# [WHAT YOU WILL DO]
Restate each entry below without changing a word.
*** Opening INFORMATION GIVEN ***
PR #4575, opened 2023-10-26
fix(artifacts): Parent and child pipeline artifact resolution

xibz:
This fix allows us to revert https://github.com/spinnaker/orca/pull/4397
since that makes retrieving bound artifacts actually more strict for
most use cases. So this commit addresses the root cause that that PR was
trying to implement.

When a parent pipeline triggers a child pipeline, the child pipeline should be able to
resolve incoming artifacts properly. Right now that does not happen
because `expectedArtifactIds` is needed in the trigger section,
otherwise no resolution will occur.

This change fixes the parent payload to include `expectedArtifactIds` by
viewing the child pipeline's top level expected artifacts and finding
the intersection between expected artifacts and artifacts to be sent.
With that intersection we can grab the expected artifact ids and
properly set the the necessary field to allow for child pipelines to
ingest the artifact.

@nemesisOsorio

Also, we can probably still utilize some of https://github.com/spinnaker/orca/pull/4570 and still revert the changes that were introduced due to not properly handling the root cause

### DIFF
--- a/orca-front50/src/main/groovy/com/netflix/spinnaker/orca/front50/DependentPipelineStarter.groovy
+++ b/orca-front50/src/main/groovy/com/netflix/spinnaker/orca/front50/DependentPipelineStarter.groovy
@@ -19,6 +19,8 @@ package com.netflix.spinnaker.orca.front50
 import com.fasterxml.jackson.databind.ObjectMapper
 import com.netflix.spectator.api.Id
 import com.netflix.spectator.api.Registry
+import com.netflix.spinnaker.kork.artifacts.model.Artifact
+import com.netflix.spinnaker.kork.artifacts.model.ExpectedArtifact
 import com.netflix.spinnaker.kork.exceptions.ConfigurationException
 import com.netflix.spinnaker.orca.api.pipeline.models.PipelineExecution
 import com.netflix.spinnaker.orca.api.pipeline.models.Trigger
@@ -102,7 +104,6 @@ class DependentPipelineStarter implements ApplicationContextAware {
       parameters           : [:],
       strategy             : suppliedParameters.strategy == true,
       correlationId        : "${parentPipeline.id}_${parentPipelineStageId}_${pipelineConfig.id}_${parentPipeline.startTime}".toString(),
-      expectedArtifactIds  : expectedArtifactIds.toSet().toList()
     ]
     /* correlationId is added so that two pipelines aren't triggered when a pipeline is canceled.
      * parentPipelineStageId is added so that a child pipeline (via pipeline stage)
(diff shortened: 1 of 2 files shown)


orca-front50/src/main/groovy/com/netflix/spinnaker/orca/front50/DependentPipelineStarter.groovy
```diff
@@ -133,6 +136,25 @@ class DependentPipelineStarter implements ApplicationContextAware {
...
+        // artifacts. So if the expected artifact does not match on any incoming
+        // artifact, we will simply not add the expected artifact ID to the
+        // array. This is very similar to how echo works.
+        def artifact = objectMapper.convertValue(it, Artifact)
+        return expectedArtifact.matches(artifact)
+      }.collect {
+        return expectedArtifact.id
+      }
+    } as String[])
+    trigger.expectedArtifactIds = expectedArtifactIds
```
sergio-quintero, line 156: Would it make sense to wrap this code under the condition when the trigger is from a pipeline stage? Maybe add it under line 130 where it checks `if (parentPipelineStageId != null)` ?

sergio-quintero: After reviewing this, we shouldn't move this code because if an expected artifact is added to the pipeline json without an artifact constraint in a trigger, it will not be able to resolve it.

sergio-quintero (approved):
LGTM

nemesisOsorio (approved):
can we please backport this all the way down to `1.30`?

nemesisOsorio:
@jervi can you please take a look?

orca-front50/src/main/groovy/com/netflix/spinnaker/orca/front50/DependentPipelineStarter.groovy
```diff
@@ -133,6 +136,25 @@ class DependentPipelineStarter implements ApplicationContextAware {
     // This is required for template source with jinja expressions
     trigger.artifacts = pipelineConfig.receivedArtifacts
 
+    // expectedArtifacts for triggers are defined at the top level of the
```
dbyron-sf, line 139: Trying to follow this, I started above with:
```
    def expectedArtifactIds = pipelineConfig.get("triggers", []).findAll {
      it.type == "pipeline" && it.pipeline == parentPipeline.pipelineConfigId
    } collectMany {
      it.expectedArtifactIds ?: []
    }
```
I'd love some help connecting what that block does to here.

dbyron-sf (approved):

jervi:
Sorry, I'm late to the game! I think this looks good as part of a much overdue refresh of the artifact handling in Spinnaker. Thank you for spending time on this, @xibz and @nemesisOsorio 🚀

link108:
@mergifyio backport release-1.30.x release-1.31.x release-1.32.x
*** Closing INFORMATION GIVEN ***
# [ANSWER AREA]
PR #4575, opened 2023-10-26
fix(artifacts): Parent and child pipeline artifact resolution

xibz:
This fix allows us to revert https://github.com/spinnaker/orca/pull/4397
since that makes retrieving bound artifacts actually more strict for
most use cases. So this commit addresses the root cause that that PR was
trying to implement.

When a parent pipeline triggers a child pipeline, the child pipeline should be able to
resolve incoming artifacts properly. Right now that does not happen
because `expectedArtifactIds` is needed in the trigger section,
otherwise no resolution will occur.

This change fixes the parent payload to include `expectedArtifactIds` by
viewing the child pipeline's top level expected artifacts and finding
the intersection between expected artifacts and artifacts to be sent.
With that intersection we can grab the expected artifact ids and
properly set the the necessary field to allow for child pipelines to
ingest the artifact.

@nemesisOsorio

Also, we can probably still utilize some of https://github.com/spinnaker/orca/pull/4570 and still revert the changes that were introduced due to not properly handling the root cause

### DIFF
--- a/orca-front50/src/main/groovy/com/netflix/spinnaker/orca/front50/DependentPipelineStarter.groovy
+++ b/orca-front50/src/main/groovy/com/netflix/spinnaker/orca/front50/DependentPipelineStarter.groovy
@@ -19,6 +19,8 @@ package com.netflix.spinnaker.orca.front50
 import com.fasterxml.jackson.databind.ObjectMapper
 import com.netflix.spectator.api.Id
 import com.netflix.spectator.api.Registry
+import com.netflix.spinnaker.kork.artifacts.model.Artifact
+import com.netflix.spinnaker.kork.artifacts.model.ExpectedArtifact
 import com.netflix.spinnaker.kork.exceptions.ConfigurationException
 import com.netflix.spinnaker.orca.api.pipeline.models.PipelineExecution
 import com.netflix.spinnaker.orca.api.pipeline.models.Trigger
@@ -102,7 +104,6 @@ class DependentPipelineStarter implements ApplicationContextAware {
       parameters           : [:],
       strategy             : suppliedParameters.strategy == true,
       correlationId        : "${parentPipeline.id}_${parentPipelineStageId}_${pipelineConfig.id}_${parentPipeline.startTime}".toString(),
-      expectedArtifactIds  : expectedArtifactIds.toSet().toList()
     ]
     /* correlationId is added so that two pipelines aren't triggered when a pipeline is canceled.
      * parentPipelineStageId is added so that a child pipeline (via pipeline stage)
(diff shortened: 1 of 2 files shown)


orca-front50/src/main/groovy/com/netflix/spinnaker/orca/front50/DependentPipelineStarter.groovy
```diff
@@ -133,6 +136,25 @@ class DependentPipelineStarter implements ApplicationContextAware {
...
+        // artifacts. So if the expected artifact does not match on any incoming
+        // artifact, we will simply not add the expected artifact ID to the
+        // array. This is very similar to how echo works.
+        def artifact = objectMapper.convertValue(it, Artifact)
+        return expectedArtifact.matches(artifact)
+      }.collect {
+        return expectedArtifact.id
+      }
+    } as String[])
+    trigger.expectedArtifactIds = expectedArtifactIds
```
sergio-quintero, line 156: Would it make sense to wrap this code under the condition when the trigger is from a pipeline stage? Maybe add it under line 130 where it checks `if (parentPipelineStageId != null)` ?

sergio-quintero: After reviewing this, we shouldn't move this code because if an expected artifact is added to the pipeline json without an artifact constraint in a trigger, it will not be able to resolve it.

sergio-quintero (approved):
LGTM

nemesisOsorio (approved):
can we please backport this all the way down to `1.30`?

nemesisOsorio:
@jervi can you please take a look?

orca-front50/src/main/groovy/com/netflix/spinnaker/orca/front50/DependentPipelineStarter.groovy
```diff
@@ -133,6 +136,25 @@ class DependentPipelineStarter implements ApplicationContextAware {
     // This is required for template source with jinja expressions
     trigger.artifacts = pipelineConfig.receivedArtifacts
 
+    // expectedArtifacts for triggers are defined at the top level of the
```
dbyron-sf, line 139: Trying to follow this, I started above with:
```
    def expectedArtifactIds = pipelineConfig.get("triggers", []).findAll {
      it.type == "pipeline" && it.pipeline == parentPipeline.pipelineConfigId
    } collectMany {
      it.expectedArtifactIds ?: []
    }
```
I'd love some help connecting what that block does to here.

dbyron-sf (approved):

jervi:
Sorry, I'm late to the game! I think this looks good as part of a much overdue refresh of the artifact handling in Spinnaker. Thank you for spending time on this, @xibz and @nemesisOsorio 🚀

link108:
@mergifyio backport release-1.30.x release-1.31.x release-1.32.x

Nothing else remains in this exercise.